● **EXERCISE DIRECTIONS**
Once the line containing "and z-scale pops" is found in the entries below, reproduce it and every line after it, stopping at and including the line containing "- **Dialect table**"; reproduce nothing else, and keep each line exact.

● **DATA FOR REVIEW**
PR #3212, opened 2026-08-11
feat(core): carve against every voice over a bed, always

vanceingalls:
Carve against every voice over a bed, always — not just the one the author happened to pick.

A bed usually runs under a whole sequence: a narrator, an answer, a second presenter. They are analysed together, so the cuts follow whoever is speaking, which makes the source a set of tracks to include rather than a choice between them.


miga-heygen (commented):
Clean design — summing voices then feeding one combined signal to the existing analysis pipeline avoids spreading multi-voice awareness through the whole stack. Backward compat migration in `normalizeCarveSettings` handles the `source` → `sources` and `dynamic` removal correctly.

**Two items worth addressing:**

**1. `clipsOverlap` has zero test coverage.** The function is exported, has non-trivial logic (unbounded-duration via `POSITIVE_INFINITY`, half-open interval comparison), and gates whether a voice enters a carve. Negative duration produces an inverted interval where `end < start`:

```
a = {start: 10, duration: -5}  →  end = 5
b = {start: 3, duration: 10}   →  end = 13
a.start < end(b) = true, b.start < end(a) = true → overlap detected
```

...for an interval that doesn't exist. Add a `describe("clipsOverlap")` block covering: normal overlap, no overlap, adjacent clips, null/undefined duration, zero duration, and negative duration. Guard or clamp negative duration if the contract disallows it.

**2. `\b` word-boundary regex misses underscore-separated names.** `\b` treats `_` as a word character, so `\bbed\b` does NOT match `bed_01`, `my_bed`, or `music_bed_loop`. Same for `\bvo\b`, `\bvox\b`, `\bsong\b`. A music bed named `bed_01` classifies as `"unknown"` and `couldBeCarveSource("bed_01")` returns `true` — the bed could end up in its own carve source list. Replace `\b` with a separator-aware pattern that treats `_` and `-` as boundaries.

**Non-blocking:**

- `mixCarveSources` output can exceed `[-1, 1]` (summing). Correct if downstream handles unnormalized input, but worth a comment confirming.
- Stale comment at line ~222 references `dynamic` which no longer exists in `DEFAULT_CARVE`.
- `normalizeCarveSettings` null guard (`raw === null`) is untested and not reachable through the type signature. Either test the defensive path or drop the check.
- Empty-samples voice allocates a zero-filled buffer in the reduce — a `continue` on `samples.length === 0` is tidier.

Tests for `mixCarveSources` (offset placement, gap silence, overlap summing, negative-offset clipping) and backward compat are strong.

_Review by Miga_

PR #3213, opened 2026-08-11
feat(studio): the carve is one module in the rack

vanceingalls:
A carve is one thing the author switched on; the peaking filters and the level stage are how it is built. Listed individually they read as hand-built effects — removable one at a time, reorderable, each with knobs the next strength change silently overwrites.

So the rack shows the unit, and the unit owns everything that means anything for it: which voice it listens to, how hard it works, and what the analysis made of it. Grouped is not hidden — opening it lists every effect inside with all of its settings, as readouts rather than controls, since strength is what sets them.

Also carries the CLI-side carve documentation.


miga-heygen (commented):
This PR provides the UI consumer port for #3212's `sources`/`enabled` shape — confirming the prior concern is addressed. The carve module grouping, auto-apply, and strength-driven readouts are well-designed.

**One issue: duplicate `useEffect` for single-candidate beds.**

Two auto-apply effects both fire when `sourceOptions.length === 1`:
- Effect 1 guards `sourceOptions.length === 0` (passes for length 1), calls `setCarve({ ...DEFAULT_CARVE, sources: all })`
- Effect 2 guards `sourceOptions.length !== 1` (passes for length 1), calls `setCarve({ ...DEFAULT_CARVE, sources: [only.id] })`

Both produce identical arguments (`all` and `[only.id]` are the same list), so the most common case (one narrator, one bed) triggers double analysis: two audio decodes, two FFT runs, two concurrent attribute writes. Fix: either remove the second effect or partition the space with `if (sourceOptions.length === 1) return;` in the first.

**Non-blocking:**

- `moveNode` `first={index === 0}` doesn't account for carve nodes preceding hand-built nodes — move-up is incorrectly enabled on the first hand-built node. Pre-existing but exposed by the architectural split.
- Brief flash of "pick a voice" on initial render before the auto-apply effect fires on the next tick.
- Tests are thorough: auto-apply (single/multi-voice), off-stays-off, module toggle, expand/collapse, slider snap-back, analysing spinner, voice-track exclusion.
- Skill docs and CLI script correctly updated to `sources`/`enabled`/repeatable `--voice`.

LGTM after the duplicate effect fix.

_Review by Miga_

PR #3214, opened 2026-08-11
feat(studio): give the clips on a track one automation lane row

vanceingalls:
Every clip on a track shares one automation lane row, rather than each clip growing its own. A track has one volume, and a row per clip made that look like several.

Includes the design record for why effects stay on the clip while lanes belong to the track.


miga-heygen (commented):
Clean architecture. The per-track lane grouping is well-designed — SSOT in `groupAutomationLanes`, stable React keys via `laneGroupKey`, correct multi-clip SVG positioning.

**No blocking issues.**

**How the key concerns are handled:**

- **Multi-clip resolution**: `groupAutomationLanes` unions by label. First clip fixes row index; later clips append new properties. Entries per group are in element order.
- **Overlapping clips**: Each clip draws its own SVG at its own `leftPx`/`widthPx` — overlapping visuals in the same row, correct for per-clip gestures.
- **Lane identity stability**: React keys use `group.key` (the label string), stable under selection changes. No remount/flicker.
- **SSOT**: One lane per track is encoded in exactly one place (`groupAutomationLanes`). All three call sites (header, slot, height) flow through it.

**Non-blocking observations:**

- Design record status is stale: says "Not yet implemented" but this PR IS the implementation.
- `groupAutomationLanes` is computed independently at 3 sites without memoization. Cost is Map iteration (not parsing — attribute text is cached), acceptable for typical track sizes but a `useMemo` in the Slot component would help if many-clip tracks become common.
- `laneGroupKey` delegates to `automationLaneLabel` — the display label IS the React key. Elegant but means a label format change remounts every row. Documented and intentional.
- The `holdingOpen` trick in `useTimelineRowHeights` is well-commented. Safe today since `trackHeights` only uses `clipId` for the `expandedClipIds.has()` check.
- No test for clip deletion from a multi-clip track — grouping/height shrinkage after removal. May be covered by integration tests elsewhere.

LGTM.

_Review by Miga_

PR #3215, opened 2026-08-11
fix(studio): the shared-row follow-ups

vanceingalls:
The follow-up fixes shared lane rows needed once they were real:

- cap every clip bar on an expanded row, so a long clip cannot paint past it
- stop a shared row's clips swallowing the pointer events the lane needs
- mount the lanes on the row itself, so they scroll and collapse with it
- re-analyse a carve when a voice it was listening to changes
- expect what deleting a clip already wrote, rather than a stale snapshot


miga-heygen (commented):
Solid final slice. All five fixes are well-scoped, individually tested, and I found no correctness bugs.

**No blocking issues.**

**The five fixes:**

1. **Clip bar capping**: `clipBarHeight` computed per-row, applied to ALL clips on expanded rows. Prevents waveform painting over envelopes.
2. **Pointer-event forwarding**: Lane wrapper gets `pointer-events-none`; only the SVG and value inputs opt back in. Prevents clip bands from swallowing lane interactions.
3. **Lane mounting on the row**: `TimelineAutomationLaneSlot` extracted from `footer` prop into a sibling div at row level. Fixes lane remount on selection change (which destroyed hover state and in-flight gestures).
4. **Carve re-analysis on voice deletion**: `survivingSources` effect watches the timeline, prunes deleted voices from `carve.sources`, triggers re-analysis. Confirmed safe against infinite loops — the filter is idempotent, and analysis can't modify the voice list.
5. **`diskContent` for optimistic-concurrency**: `saveProjectFilesWithHistory` gains `diskContent` so the write expectation matches what `remove-element` put on disk, not the pre-mutation baseline.

**Non-blocking:**

- `survivingSources.join(" ")` uses space separator while `candidateIds` three lines below uses `"\u0000"`. If an element ID ever contained a space, the effect could miss a real change. Element IDs are space-free by convention so near-zero risk, but inconsistent.
- SPEC.md says "Status: SPEC — not implemented" but the system IS implemented across the preceding 8 PRs.
- `aria-controls` multi-ID is correctly handled per WAI-ARIA spec.

LGTM — ship it.

_Review by Miga_

PR #3218, opened 2026-08-11
fix(skills): remove duplicated media-cleanup block in slideshow

imprimisxo:
## What

Deletes a 30-line duplicated block from `skills/slideshow/SKILL.md`. Pure deletion — **+0 −30**, no content added or reworded.

## Why

Lines **431–461** are repeated at **463–491**: the presenter-notes paragraph, then the whole of `### Media cleanup on slide exit` and `### Global nav mute`. Eleven paragraphs, 2,843 bytes — about 7.7% of the file.

**The copies are not identical.** The second is a strict subset that drops exactly one normative paragraph:

> If the source page has custom controls or visualizations attached to media, those controls must listen to the same native element the slideshow player stops and mutes. A pause caused by slide exit, presenter sync, native controls, custom controls, or the global mute button should all update the visible custom UI through media events, not through parallel state.

That matters because of ordering. An agent reading the file top-to-bottom hits the complete version first and the truncated one second — and the natural reading of a repeated section is that the later one supersedes. So the rule most likely to be lost is the one about custom controls syncing through media events, which is exactly the kind of thing that produces a deck where the play button and the actual `<video>` disagree after a slide change.

Everything else in the two copies is verbatim identical, so copy 1 is a strict superset and the later copy can go without merging anything.

## How

Removed lines 463–492 (the duplicate plus its trailing blank), keeping the `---` separator that follows. Nothing else touched — the diff is `+0 −30`.

Verified on the result:

- duplicated paragraphs: **11 → 0**
- the custom-controls rule: present, exactly once
- the presenter-notes paragraph: present, exactly once
- `### Media cleanup on slide exit`, `### Global nav mute`, `## Wrapping component`, `## Running a slideshow standalone`: one heading each
- both `references/standalone-harness.md` pointers retained (the presenter-notes paragraph and the standalone section — two distinct, legitimate mentions)
- code fences still balanced

## One separate observation — no change made

Lines **242–396** are a 154-line, 4.8 KB fenced block: the "Scene HTML (skeleton)" for the 3-slide worked example. It is by far the largest code block in the file; the next largest is under 25 lines.

It could ship as an asset the way `references/standalone-harness.md` already does, which would remove ~13% of the file and give the agent something to copy rather than retype. But an illustrative skeleton is a weaker case for extraction than a complete runnable document, and it may genuinely be more useful inline where the surrounding prose annotates it. Raising it rather than assuming — happy to send it as a follow-up if you want it.

## Test plan

- [ ] Unit tests added/updated — n/a, documentation only
- [x] Manual testing performed — verified against HEAD that the block is duplicated and that the second copy is a strict subset; verified the result has zero duplicated paragraphs, one of each affected heading, and retains the paragraph the duplicate dropped
- [x] Documentation updated (if applicable) — this PR *is* the documentation change

Found while auditing skill files for context-budget cost.

### DIFF
--- a/skills-manifest.json
+++ b/skills-manifest.json
@@ -70,7 +70,7 @@
       "files": 70
     },
     "slideshow": {
-      "hash": "71368acf61074198",
+      "hash": "6a24a84b0c1a75f9",
       "files": 2
     },
     "talking-head-recut": {
--- a/skills/slideshow/SKILL.md
+++ b/skills/slideshow/SKILL.md
@@ -460,36 +460,6 @@ The same cross-realm rule applies here: global mute must reach iframe `<video>` 
 
 `hyperframes present` serves built bundles from `packages/player/dist`. After changing player or slideshow chrome behavior, run `bun run build` in `packages/player` and restart the present server before testing in a browser.
 
-Presenter notes are editable in the presenter view. Edits are stored in `localStorage` per deck and slide, layered over the manifest notes without rewriting the composition file. Do not add one-off note-editing scripts to decks; rely on the shared slideshow player behavior. If a standalone/custom wrapper truly needs to implement this outside the shared player, use the deterministic storage snippet in `skills/slideshow/references/standalone-harness.md`.
-
-### Media cleanup on slide exit
-
-The slideshow controller owns slide-exit media cleanup. When navigation changes slide or sequence, it calls `hyperframes-player.stopMedia()` before entering the next slide. That command:
-
-- posts `stop-media` to the iframe runtime, which stops WebAudio and pauses native `<video>` / `<audio>` elements;
-- pauses same-origin iframe media directly as a fallback; and
-- pauses parent-frame proxies adopted from iframe media.
-
-Same-slide fragment navigation does **not** stop media. Global/deck-level parent audio, such as a background track wired through `audio-src`, is not treated as slide media.
-
-Do not add per-slide cleanup scripts for normal media players. Keep slide video/audio as normal media in the composition; use `data-has-audio="true"` only when the player should preserve audible native video audio instead of treating it as silent visual media.
-
-When implementing direct iframe fallback cleanup, treat iframe media as cross-realm DOM. Do not test iframe nodes with the parent page's `el instanceof HTMLMediaElement`; that returns false in real browsers. Use `el.ownerDocument.defaultView.HTMLMediaElement` (or an equivalent tag/duck-type guard) before setting `muted` or calling `pause()`.
-
-### Global nav mute
-
-When `<hyperframes-slideshow sound>` renders the nav mute button, that button is the global mute control for the page. It must mute:
-
-- child `<hyperframes-player>` instances, including same-origin iframe media;
-- top-level page `<audio>` / `<video>` elements; and
-- wrapper-owned SFX/global `Audio` objects via the `hf-sound` event.
-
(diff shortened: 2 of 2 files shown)


jrusso1020 (approved):
Approving. I verified the dedup keeps the *complete* copy rather than the truncated one, which is the load-bearing question on a "remove the duplicate block" change.

The two copies were not identical: the earlier one carried a paragraph requiring custom media controls to sync through media events, and the later one did not. Counts at this head vs `main`:

```
                             main   head
custom-controls paragraph      1      1   <- survives
Media cleanup on slide exit    2      1
Global nav mute                2      1
presenter-notes paragraph      2      1
file length                  559    529   <- exactly 30
```

Code fences stay balanced (28, even). The only lines still repeated are `{` / `}` / `</p>` inside the example HTML, which is expected.

Worth saying the payoff is not tidiness: a skill file is read into context on every invocation, so a duplicated instruction block is paid for on each run, and two copies of the same rule that disagree is a correctness hazard for whatever reads it.

The 154-line skeleton extraction noted in the description looks like a reasonable follow-up but is rightly not in this PR.

— Rames Jusso

miga-heygen (commented):
Clean dedup. The deleted block (lines 463-498) is the incomplete copy — missing the custom-controls paragraph that the surviving copy at lines 420-460 retains. Manifest hash update is generator output. LGTM.

_Review by Miga_

miguel-heygen (approved):
Exact-head review at `f5098b281a3bd599320707842791ca2eea31b47b`.

`skills/slideshow/SKILL.md:420-461` retains the complete media contract, including the sole custom-controls/native-event synchronization paragraph. The later 30-line copy is the incomplete duplicate: after deletion, the presenter-notes paragraph and both affected headings each occur exactly once, the custom-controls rule remains exactly once, all 28 fence markers remain balanced, and the section flows directly into the existing separator and standalone guidance.

`skills-manifest.json:66` is the only generated delta and updates the slideshow hash; exact-head `Skills: manifest in sync`, project-native skill lint/mirror, skills tests, Format, and every required check are terminal green or skipped as intended. Existing reviews contain no unresolved correctness finding.

**Verdict:** APPROVE
**Reasoning:** The current head removes only the truncated duplicate, preserves the stricter surviving contract, keeps the generated manifest coherent, and is green on all required gates.

— Magi

jrusso1020:
Heads up @imprimisxo, and thank you for this one.

Your change is blocked here by something that has nothing to do with its quality: the org enforces signed commits on all branches, and `a91aa031` is unsigned, so this cannot merge as-is even though it is approved.

Rather than ask you to re-sign and force-push, I carried it into #3225 byte-identical, with `--author` set to you so the authorship stays yours. There was a second reason to combine them: that PR also edits skill content, and both regenerate `skills-manifest.json`, so as separate PRs they would have conflicted on that file whichever merged second.

I re-verified your dedup at the new tree rather than taking it on trust: 559 to 529 lines, 28 code fences balanced, each repeated section down to one, and the custom-controls paragraph still present exactly once at line 445. Keeping the complete copy and deleting the incomplete one was the right call, and it is the part of a dedup that is easy to get backwards.

Your #3219 report is fixed in the same PR. Both files you flagged as orphaned are deleted.

jrusso1020:
Closing this out: your change is now on `main`.

It merged as part of #3225 in commit d3a4e903, carried over byte-identical with your authorship preserved on the commit. The reason for folding it in rather than merging this PR directly is in my earlier comment above, and it was not a reflection on the change: the org ruleset requires signed commits, and a second PR touching skills would have collided with this one on `skills-manifest.json` regardless.

Thanks for catching this. The two copies of that block had drifted apart, and the one you deleted was the incomplete one, which is the part that actually mattered and the part that is easy to get backwards.

PR #3222, opened 2026-08-11
fix(hyperframes-animation): correct the iOS system default spring register label

jbernard077:
Small factual correction in `skills/hyperframes-animation/adapters/gsap-easing-and-stagger.md`.

The file labels dampingFraction **0.80–0.85** as "the iOS system register" (springEase
comment) and "the iOS system default register" (dampingFraction table). Per Apple, the
iOS system default — [`Animation.default`](https://developer.apple.com/documentation/swiftui/animation/default),
since iOS 17 — is a spring with **response 0.55, dampingFraction 1.0**: critically
damped, no bounce. 0.80–0.85 corresponds to SwiftUI's `snappy` preset
([`Spring`](https://developer.apple.com/documentation/swiftui/spring) — "a small amount
of bounce"), an optional livelier register rather than the platform default.

## Changes

- springEase comment: the "iOS system default" fact moves to the `1.0` line
  (`Animation.default` = response 0.55, dampingFraction 1.0); `0.80–0.85` is relabeled
  ≈ SwiftUI's `snappy` preset.
- dampingFraction table: same relabel on the `0.80–0.85` row; the `1.0` row gains the
  true-default note.

No behavioral change — `springEase` itself is untouched, and the file's surrounding
doctrine ("Well-made system animations are critically damped or close to it", default
ζ=1) already agrees with the corrected labels.

🤖 Generated with [Claude Code](https://claude.com/claude-code)

PR #3223, opened 2026-08-11
feat(hyperframes-animation): add platform-motion-idioms rule (Android/M3 vs iOS dialects)

jbernard077:
Adds `rules/platform-motion-idioms.md` + its `rules-index.md` row: platform motion
dialects, applied when a mocked surface resolves to a platform device frame (Pixel
frame → Android/M3 dialect, iPhone/iPad frame → iOS dialect; neutral browser/desktop
chrome stays in the house register). The point is that platform-flavored motion should
be chosen, not produced unknowingly — an Android frame animated with parallax pushes
and z-scale pops reads wrong to anyone who owns the device being mocked.

## What's in it

- **Dialect table** — forward/back/modal/expand/elevation/shared-element/easing rows
  for both platforms, with every claim quoted from and cited to Google's M3/Android or
  Apple's HIG/API documentation (22 sources listed in the file; M3 content is CC-BY,
  quotes verbatim).
- **M3 tokens, verbatim** — the Emphasized/Standard easing beziers, the short/medium/
  long/extra-long duration scale, suggested pairs, plus the legacy note: M3 marks this
  system legacy in favor of motion physics, so the rule also carries Google's published
  spring-to-curve web conversions for expressive briefs in a baked deterministic
  timeline.
- **Android back, disambiguated** — the predictive-back gesture spec (35% commit
  threshold, 100→90 / 110→100 scales, STANDARD_DECELERATE progress) applies only to a
  depicted edge swipe; button/programmatic back plays the forward transition reversed.
- **iOS register** — the system default is `Animation.default`: response 0.55,
  dampingFraction 1.0, critically damped (i.e. `springEase({ response: 0.55,
  dampingFraction: 1.0 })` in `adapters/gsap-easing-and-stagger.md`); 0.80–0.85 ≈
  SwiftUI's `snappy`, an optional livelier register. Pairs with #3222, which corrects
  the adapter's own label to match.
- **Recipe** — M3 tokens as GSAP/CSS-ready constants, and the two-segment
  `easing.emphasized` path baked as a stateless pure-function ease (piecewise cubic
  bezier + bisection), seek-safe, no CustomEase plugin.
- **Parallax caveat** — the iOS push parallax is real but undocumented by Apple; the
  rule marks any replicated ratio as reverse-engineered and cites the parallax's
  existence to Google's cross-platform note instead.

## Provenance

Every quoted value was pulled from the cited primary sources (m3.material.io,
developer.android.com, developer.apple.com) during a 2026-08 platform-idioms research
pass; anchors and cross-references re-verified against `main` @ 896bc336a before
cutting the branch.


miga-heygen:

PR #3336, opened 2026-08-18
fix(skills): stage SVGs that capture wrote into capture/assets/svgs/

miguel-heygen:
## What

`stageAssets` now searches `capture/assets/svgs/`, so an SVG that `hyperframes capture` extracted can be staged into `assets/` like any other captured asset.

## Why

`capture` writes inline SVGs to `capture/assets/svgs/` (`packages/cli/src/capture/assetDownloader.ts`), and the capture manifest advertises them to the agent as `assets/svgs/<name>.svg`. So a frame names one in `asset_candidates` exactly the way it names a screenshot.

The staging search list covered `capture/{assets,assets/videos,screenshots}` only. Every captured SVG resolved to nothing: logged as a non-fatal anomaly, and the frame 404'd the brand mark it had been told to use. Found running `/product-launch-video` end to end.

## How

One entry added to `captureDirs`.

`lib/assets.mjs` is byte-identical across `product-launch-video`, `faceless-explainer` and `pr-to-video`, so the fix lands in all three.

**Not covered:** the triplication itself. Folding `lib/assets.mjs` into `hyperframes-core/scripts/lib/`, where `frame-packets-core.mjs` already lives, is a separate change and not in this PR.

## Test plan

New `skills/product-launch-video/scripts/stage-assets.test.mjs`, covering both the captured-SVG case and an asset that genuinely exists nowhere (so the anomaly path is still exercised).

Verified it fails on the parent commit and passes here.

Manual: a fixture project with a captured SVG, a screenshot and a root capture asset, all three named by one frame.

- Before: `✓ staged 2/3 asset(s) into assets/` plus `asset "brand-mark.svg" named by a frame but not found under capture/`
- After: `✓ staged 3/3 asset(s) into assets/`

### DIFF
--- a/skills-manifest.json
+++ b/skills-manifest.json
@@ -6,7 +6,7 @@
       "files": 138
     },
     "faceless-explainer": {
-      "hash": "f37cb1dba2890b79",
+      "hash": "7d587ff36c975d9a",
       "files": 24
     },
     "figma": {
@@ -62,12 +62,12 @@
       "files": 132
     },
     "pr-to-video": {
-      "hash": "8ea0227e18ab5fc6",
+      "hash": "14250b018114d26d",
       "files": 30
     },
     "product-launch-video": {
-      "hash": "e89a8d11d99b4edf",
-      "files": 28
+      "hash": "12c0895d4963aa90",
+      "files": 29
     },
     "remotion-to-hyperframes": {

● **RESULT OF THIS TASK**
and z-scale pops reads wrong to anyone who owns the device being mocked.

## What's in it

- **Dialect table** — forward/back/modal/expand/elevation/shared-element/easing rows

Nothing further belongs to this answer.